Oggi addirittura in realtà questa notazione AISI ha assunto in modo sbagliato il significato stesso di “acciaio inox”, quando in realtà denomina l’ ”American Iron and Steel Institute”, cioè l’istituto di unificazione statunitense per ferro ed acciaio. Ciò è accaduto perchè questo ente ha codificato i diversi tipi di acciaio tramite una sigla a tre cifre, con l’eventuale aggiunta di una lettera.
La serie che inizia con il numero 3, come l’AISI 304 e 316, indica l’acciaio austenitico al cromo-nichel e cromo-nichel-molibdeno, mentre quella che inizia con il 4, come l’AISI 430, gli acciai ferritici o martensitici al cromo.
L’AISI 304, austenitico, è costituito da cromo e nichel, è resistente alla corrosione, non temperabile e leggermente magnetico solo se lavorato a freddo.

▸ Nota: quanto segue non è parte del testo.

PR #1218, opened 2026-05-20
Move yargs from devDependencies to dependencies

strepon:
The `yargs` package should be in dependencies, as it is used in the `lib/build/webpack-reporter.js` file.

I encounter this in my project when I upgraded `yargs` packages (which `aurelia-cli` relied on) brought by other packages to version 18, then the build fails as `yargs.argv` used in the file is not valid anymore in v18. Thus, `aurelia-cli` should depend on `yargs` v17 instead.


3cp (approved):
Thx!

3cp:
@bigopon please release a patch version.

bigopon:
3.0.8 is out, took a bit time there was some hiccups with npm.

PR #163, opened 2026-05-23
test(home): regression for confirmed sensitive action at policy gate (closes #162)

kiannidev:
## Summary

- Add `control_confirmation_origin_executes_sensitive_action_when_confirmed` — covers the real `confirm_pending_home_action` re-dispatch path (`RequestOrigin::Confirmation`, `confirmed: true`).
- Add `control_confirmation_origin_still_requires_confirm_when_unconfirmed` — policy gate still returns `ConfirmationRequired` when `confirmed: false`.
- Complements existing `control_executes_sensitive_action_once_confirmed` (Telegram + confirmed), merged with #141 / #138 fix.

Closes #162

## Real Behavior Proof

- [x] I have built and run the affected code locally (or noted why I could not).
- [ ] I have verified the change end-to-end on Jetson hardware **OR** explained the equivalent verification path I used.

### What I ran

```bash
cargo test -p genie-core control_confirmation_origin
cargo fmt --all -- --check
```

### What I observed

Both new tests passed. No production code changes — tests only.

## Test plan

- [x] `cargo test -p genie-core control_confirmation_origin`
- [x] `cargo test -p genie-core control_executes_sensitive_action_once_confirmed`
- [x] `cargo fmt --all -- --check`

PR #141, opened 2026-05-22
fix(home/policy): execute confirmable action once confirmed

greatjourney589:
## Summary

Fixes #138. A confirmable home action (e.g. unlocking a door) was looping forever:
even after the caller supplied a confirmation, the policy gate re-issued a fresh
`ConfirmationRequired` on every retry and never executed the action. This makes the
gate honor `confirmed` so a satisfied confirmation falls through to execution, while
genuine hard denies still bail.

## Changes

- `control()` in `crates/genie-core/src/tools/home.rs` now branches on `confirmed`
  when a policy is not allowed but `requires_confirmation`: only re-prompt when the
  action is **not** yet confirmed; otherwise fall through to the runtime safety gate.
- Hard denies (not confirmable) still `bail!` with the policy reason — behavior
  unchanged for those.
- Added regression test `control_executes_sensitive_action_once_confirmed` covering a
  sensitive `lock`/`unlock` action that must execute (not re-prompt) when `confirmed = true`.

## Real Behavior Proof

- [x] I have built and run the affected code locally (or noted why I could not).
- [ ] I have verified the change end-to-end on Jetson hardware **OR** explained the equivalent verification path I used.

### What I ran

No Jetson available — verified via the crate's unit/integration tests on the dev host:

```
cargo test -p genie-core tools::home
```

### What I observed

The new `control_executes_sensitive_action_once_confirmed` test passes: a confirmed
`unlock` on "Front door" returns `ControlOutcome::Executed` (output contains "Unlock")
instead of looping back into `ConfirmationRequired`. Existing home-policy tests still pass.

## Test plan

- `cargo test -p genie-core tools::home`
- Trigger a sensitive action (e.g. unlock a door) via Telegram, observe the confirmation
  prompt, then confirm — the action should now execute once rather than re-prompting.

## Notes for reviewers

- Scope is limited to the confirmable-vs-deny branch in `control()`; the runtime safety
  gate downstream is unchanged.

PR #167, opened 2026-05-23
fix(actuation): preserve original origin through confirmation re-entry

### LINKED ISSUE #166: [bug] [bug] actuation: confirm_pending_home_action overrides request_origin with `Confirmation` — bypasses per-origin rate limit, ACL, and audit trail
### Summary

`ToolDispatcher::confirm_pending_home_action()` in `crates/genie-core/src/tools/dispatch.rs:786-814` discards `PendingConfirmation.requested_by` and re-enters `execute_with_context` with `request_origin: RequestOrigin::Confirmation`. That single override breaks three downstream contracts in `exec_home_control_inner`: the per-origin ACL check (`actuation_origin_allowed`), the per-origin rate limiter (`ActuationRateLimiter::check_and_record`), and the audit log (`AuditEvent.origin`). The net effect is that **per-origin actuation limits configured in `[core.actuation_safety].max_actions_per_minute_by_origin` can be bypassed via the confirmation flow**, sensitive-action audit rows lose the originating channel, and operator overrides of `allowed_origins` can silently lock out confirmation entirely (or, conversely, can never restrict confirmation per-source).

### Steps to reproduce

1. Config with a tight per-origin rate limit and the default `allowed_origins`:

   ```toml
   [core.actuation_safety]
   enabled = true
   allowed_origins = ["voice", "dashboard", "api", "telegram", "repl", "confirmation"]
   max_actions_per_minute = 12
   max_actions_per_minute_by_origin = { telegram = 1, voice = 8 }
   ```

2. Trigger a sensitive home action (lock / alarm panel / camera / garage / door cover — any entity that fails `home::voice_safe_target`) from `RequestOrigin::Telegram`:

   ```bash
   # via the internal tool dispatcher, RequestOrigin::Telegram
   home_control { "entity": "front_door_lock", "action": "lock" }
   # → returns "Confirmation required ... Pending token: act-..."
   ```

   The Telegram bucket is charged once even though nothing actuated.

3. Confirm the token:

   ```bash
   curl -s -X POST "http://127.0.0.1:3000/api/actuation/confirm?token=act-..."
   ```

4. Inspect `safety/actuation-audit.jsonl`:

   ```bash
   tail -n 2 ./data/safety/actuation-audit.jsonl
   ```

   - Both rows (the `ConfirmationIssued` and the `Executed`) show origin fields with the wrong combination: the issuing row has the original Telegram origin, but the **executed row reports `origin: "confirmation"`** — so a later "who unlocked the door?" search returns "confirmation", not "telegram".

5. Repeat: trigger another sensitive action from Telegram and confirm. The Telegram bucket is at 2/1 (limit exceeded) on the *request* side, but **the confirmation re-execution charges the `Confirmation` bucket**, which falls back to the global `max_actions_per_minute = 12`. So Telegram-channel callers can execute up to 12 sensitive actions/min via the confirm endpoint, despite the configured `telegram = 1`.

### Expected behavior

- `confirm_pending_home_action()` re-enters the dispatcher with the original origin (`pending.requested_by`), not `RequestOrigin::Confirmation`. The `confirmed: true` flag (already plumbed through after PR #141) is what signals the policy gate that the action is pre-approved — origin should not be overridden.
- The ACL check at `exec_home_control_inner` uses the original origin, so operators with `allowed_origins = ["voice", "dashboard"]` (no `"confirmation"` listed) can still complete confirmations triggered from those channels.
- The rate limiter does NOT double-charge: the original request already pushed a timestamp into the original-origin bucket on step 2. When the same logical action lands via `confirm`, the limiter should short-circuit on `exec_ctx.confirmed` rather than push a second timestamp.
- `AuditEvent.origin` for the executed/confirmed row reflects the channel that requested the action (`Telegram`, `Voice`, `Dashboard`, …). `exec_ctx.confirmed` is already known to the audit path; if downstream consumers need to distinguish "confirmed vs direct", surface that separately rather than by overloading the origin enum.
- Per-origin caps configured in `max_actions_per_minute_by_origin` are respected end-to-end, including across confirmation re-entry.

### Actual behavior

- `confirm_pending_home_action()` (dispatch.rs:786-814) hardcodes `RequestOrigin::Confirmation` on the re-enter call.
- `exec_home_control_inner` at dispatch.rs:589 then calls `actuation_origin_allowed(&self.actuation_safety, RequestOrigin::Confirmation)` — the original channel is no longer in the check.
- dispatch.rs:609-611 calls `self.actuation_rate_limiter.check_and_record(&self.actuation_safety, RequestOrigin::Confirmation)`. `actuation_rate_limit` (dispatch.rs:1133-1140) looks for `"confirmation"` in `max_actions_per_minute_by_origin` and otherwise returns the global `max_actions_per_minute` — defeating the per-origin limit the operator configured for the channel that actually issued the request.
- Every `AuditEvent` emitted on the confirm path (dispatch.rs:617, 664, 687, 714) stores `origin: exec_ctx.request_origin` = `Confirmation`, so `read_recent_executed_actions` returns `origin: "confirmation"` for any confirmed action and the originating channel is permanently lost in the audit trail.

### Hardware

Jetson Orin Nano Super 8 GB

### JetPack / L4T version

_No response_

v1.0.0-alpha.9 

### Relevant logs

```shell

```

### Additional context

_No response_

galuis116:
## Summary

Preserve the originating channel (`Voice`, `Telegram`, `Dashboard`, `Api`, `Repl`) when a pending sensitive home action is executed via the confirmation flow. Previously, `ToolDispatcher::confirm_pending_home_action()` rebuilt the `ToolExecutionContext` with `request_origin: RequestOrigin::Confirmation`, which silently bypassed `[core.actuation_safety].max_actions_per_minute_by_origin`, hid the originating channel in `safety/actuation-audit.jsonl`, and made `[core.actuation_safety].allowed_origins` overrides all-or-nothing for the entire confirmation flow. The `confirmed: true` flag (added in PR #141) is now the only signal the policy gate needs to know the action is pre-approved.

Fixes #166 .

## Changes

- `crates/genie-core/src/tools/dispatch.rs::confirm_pending_home_action` (L786-823): pass `pending.requested_by` as the re-entry `request_origin` instead of the hardcoded `RequestOrigin::Confirmation`. Added a multi-line comment explaining the invariant so future readers don't re-introduce the override.
- `crates/genie-core/src/tools/dispatch.rs::exec_home_control_inner` (L609-615): when `exec_ctx.confirmed == true`, skip `ActuationRateLimiter::check_and_record`. The original-origin bucket already paid one slot on the request that returned `ConfirmationRequired`; the confirmation re-entry must not double-charge the same logical action.
- `crates/genie-core/src/tools/dispatch.rs` tests: added a `SensitiveHomeProvider` fixture (returns `voice_safe: false`, `domain: "lock"`) plus two helpers (`extract_confirmation_token`, `audit_events_matching`) so the confirmation path can be exercised end-to-end inside `#[tokio::test]`.
- Three new regression tests in the `tests` module:
  - `confirm_preserves_original_origin_in_audit_log` — reads back the actuation audit JSONL and asserts the `Executed` row's `origin == "telegram"` (was `"confirmation"`).
  - `confirm_does_not_bypass_per_origin_rate_limit` — with `max_actions_per_minute_by_origin = { telegram = 1 }`, the second Telegram-initiated sensitive request inside the window is rejected with a "rate limit" message; only the first action reaches the HA provider.
  - `confirm_does_not_double_charge_when_already_paid` — with `max_actions_per_minute_by_origin = { telegram = 2 }`, request → confirm → request succeeds, proving the confirm did not consume the second slot.

No production-config defaults change. The behaviour of direct (non-confirmation) actuations is unchanged.

## Real Behavior Proof

- [x] I have NOT verified on Jetson hardware. The change is in pure dispatcher logic (no audio, voice, ALSA, CUDA, or Home Assistant runtime path), exercised end-to-end by `#[tokio::test]` against a mock `HomeAutomationProvider`. The equivalent verification path is the new in-process tests below plus the existing `home_control_rate_limits_by_origin`, `home_control_respects_configured_allowed_origins`, and `action_history_hydrates_from_audit_log` tests, all running green.

### What I ran

```bash
# Build the workspace from a clean main + this branch:
cargo build
# → Finished `dev` profile [unoptimized + debuginfo] target(s) in 1m 26s
# (5 binaries produced under target/debug/)

# Targeted: the three new regression tests
cargo test -p genie-core --lib tools::dispatch::tests::confirm
# → running 3 tests
# → test tools::dispatch::tests::confirm_does_not_bypass_per_origin_rate_limit ... ok
# → test tools::dispatch::tests::confirm_does_not_double_charge_when_already_paid ... ok
# → test tools::dispatch::tests::confirm_preserves_original_origin_in_audit_log ... ok
# → test result: ok. 3 passed; 0 failed; 0 ignored; 0 measured; 448 filtered out

# Targeted: the full dispatch test module (29 tests, includes the existing
# direct-path rate-limit, ACL, and history-hydration tests this PR must not regress)
cargo test -p genie-core --lib tools::dispatch::tests::
# → test result: ok. 29 passed; 0 failed; 0 ignored; 0 measured; 422 filtered out

# Full workspace test suite
cargo test
# → TOTAL passed: 608  failed: 0  ignored: 3
# (same as main baseline + the 3 new tests added by this PR)
```

### What I observed

1. **Audit row now carries the originating channel.** Inside `confirm_preserves_original_origin_in_audit_log`, a Telegram-initiated sensitive `home_control { entity: "front door", action: "lock" }` is issued, then confirmed via `confirm_pending_home_action(token)`. The actuation audit JSONL contains exactly one `"status": "executed"` row and its `origin` is `"telegram"` — the value the test asserts. Before this patch the same setup produced `origin: "confirmation"`, which is what the bug report attached to this PR documents.

2. **Per-origin rate limit is now honoured through the confirmation flow.** Inside `confirm_does_not_bypass_per_origin_rate_limit`, with `max_actions_per_minute_by_origin = { telegram: 1 }`:
   - First Telegram request → `ConfirmationRequired` (charges slot 1).
   - Confirm → executes (no recharge, per the `confirmed`-guard in `exec_home_control_inner`).
   - Second Telegram request → rejected by the rate limiter with `output.to_lowercase().contains("rate limit")`. Only one action reached the `SensitiveHomeProvider::execute`. Before this patch the second request succeeded because it would have been routed through the `Confirmation` bucket (default global 12/min).

3. **No double-charge on confirm.** Inside `confirm_does_not_double_charge_when_already_paid`, with `telegram = 2`: request → confirm → request succeeds, proving the confirm did not push a second timestamp into the Telegram bucket. Before this patch the second request would have been rejected (bucket would be at 2/2 after the confirm: 1 for the issue, 1 for the re-entry).

4. **No direct-path regression.** The pre-existing `home_control_rate_limits_by_origin` (two `RequestOrigin::Dashboard` calls with `max_actions_per_minute_by_origin = { dashboard: 1 }`, second must be rate-limited) still passes, as does `home_control_respects_configured_allowed_origins` and `home_control_records_action_history`. Full `cargo test` matches the main-baseline 608 / 0 / 3.

## Test plan

A reviewer can re-verify on any Rust 1.85+ host (no Jetson, no Home Assistant, no audio needed):

- Check out this branch and run `cargo test -p genie-core --lib tools::dispatch::tests::confirm` — three tests, ~1s, all green.
- Run the broader `cargo test -p genie-core --lib tools::dispatch::tests::` — 29 tests, all green.
- Optional end-to-end manual proof against a real `genie-core`:
  1. Add a non-voice-safe entity in your dev Home Assistant (any `lock.*`, `cover.*` garage, or `alarm_control_panel.*`).
  2. In `geniepod.toml`, set `[core.actuation_safety]` with `enabled = true`, `max_actions_per_minute_by_origin = { telegram = 1 }`, default `allowed_origins`.
  3. Start `genie-core` against your dev HA (`HA_TOKEN=… cargo run --bin genie-core`).
  4. Trigger the sensitive action via the Telegram bot (or whichever channel you wired); you'll get a `Pending token: act-…` back.
  5. `curl -X POST "http://127.0.0.1:3000/api/actuation/confirm?token=act-…"` — the action executes.
  6. `tail -n 2 data/safety/actuation-audit.jsonl` — the `"status":"executed"` row carries `"origin":"telegram"` (was `"confirmation"` on main).
  7. Trigger the same Telegram action again inside the 60s window. It's now rate-limited (was previously accepted because the confirmation re-entry recharged the `Confirmation` bucket, not the `Telegram` bucket).

## Notes for reviewers

- **`RequestOrigin::Confirmation` is now unwritten in production code** — the only writer was the hardcoded re-entry this PR removes. The variant is left in the enum for serde-backward-compat with any historical entries that may already be on disk in `safety/actuation-audit.jsonl` from operators running pre-fix builds. A follow-up PR to delete the variant + its `Display`/`as_policy_key` branches + the `"confirmation"` entry in default `allowed_origins` can land cleanly once we're comfortable that no one needs to read those historical rows back through the enum. Kept out of this PR to minimise rebase churn against #163 and to keep the diff focused on the behavioural fix.
- **Timing.** Best to land *after* PR #163 (`test(home): regression for confirmed sensitive action at policy gate`) merges. That PR scaffolds the gate-side test for the same flow; rebasing this PR on top of it is cheaper than the reverse and keeps the new dispatcher tests adjacent to #163's gate test in `git log`.
- **Audit-trail back-compat.** This PR does NOT rewrite historical audit rows. Operators upgrading from a previous build will continue to see `origin: "confirmation"` on rows their old build wrote; only NEW confirmed executions carry the original channel. If a "rewrite old rows" migration is wanted, it should be its own PR.
- **No config schema change, no default behavioural change for direct (non-confirmation) calls.** Operators who never used `[core.actuation_safety]` overrides see no difference. Operators who did configure `max_actions_per_minute_by_origin` now have those limits actually enforced through the confirmation flow — that *is* the bug fix, and is the only operator-visible behavioural change.

### DIFF
--- a/crates/genie-core/src/tools/dispatch.rs
+++ b/crates/genie-core/src/tools/dispatch.rs
@@ -606,9 +606,14 @@ impl ToolDispatcher {
             });
             anyhow::bail!("Home action blocked by channel policy: {}", reason);
         }
-        if let Err(err) = self
-            .actuation_rate_limiter
-            .check_and_record(&self.actuation_safety, exec_ctx.request_origin)
+        // Skip the rate-limit recharge for pre-confirmed actions. The
+        // origin's bucket already paid one slot on the original request that
+        // returned `ConfirmationRequired`; counting the confirmation re-entry
+        // as a second hit would double-charge the same logical action.
+        if !exec_ctx.confirmed
+            && let Err(err) = self
+                .actuation_rate_limiter
+                .check_and_record(&self.actuation_safety, exec_ctx.request_origin)
         {
             let reason = err.to_string();
             self.audit_logger.append(AuditEvent {
@@ -796,11 +801,21 @@ impl ToolDispatcher {
                 "value": pending.value,
             }),
         };
+        // Re-enter with the channel that ORIGINALLY requested the action, not a
+        // synthetic `Confirmation` origin. The `confirmed: true` flag is what
+        // tells the policy gate the action is pre-approved; overriding origin
+        // would (a) hide the originating channel in `AuditEvent.origin`,
+        // (b) bypass `max_actions_per_minute_by_origin` for the requesting
+        // channel by charging the `Confirmation` bucket instead, and
+        // (c) break ACL setups whose `allowed_origins` exclude
+        // `"confirmation"`. The original-bucket already paid one slot when
+        // the request returned `ConfirmationRequired`, so the limiter skips
+        // re-charging here (see `confirmed`-guard in `exec_home_control_inner`).
         let result = self
             .execute_with_context(
                 &call,
                 ToolExecutionContext {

Solitamente viene usato per diversi impieghi come nell’industria alimentare, negli utensili da cucina o negli elementi architettonici decorativi.
L’AISI 316, come il 304 è austenitico, ma è formato da cromo, nichel e molibdeno. L’aggiunta di questo ultimo elemento lo rende ancora più resistente alla corrosione e per questo viene usato per attrezzature a contatto con l’atmosfera marina o l’acqua.
Infine l’AISI 430, è un acciaio inox ferritico al cromo, il quale è magnetico, temperabile e di facile lavorabilità. Inoltre è molto resistente alle soluzioni alcaline degli acidi organici e agli agenti atmosferici e resiste all’ossidazione fino a 800° C.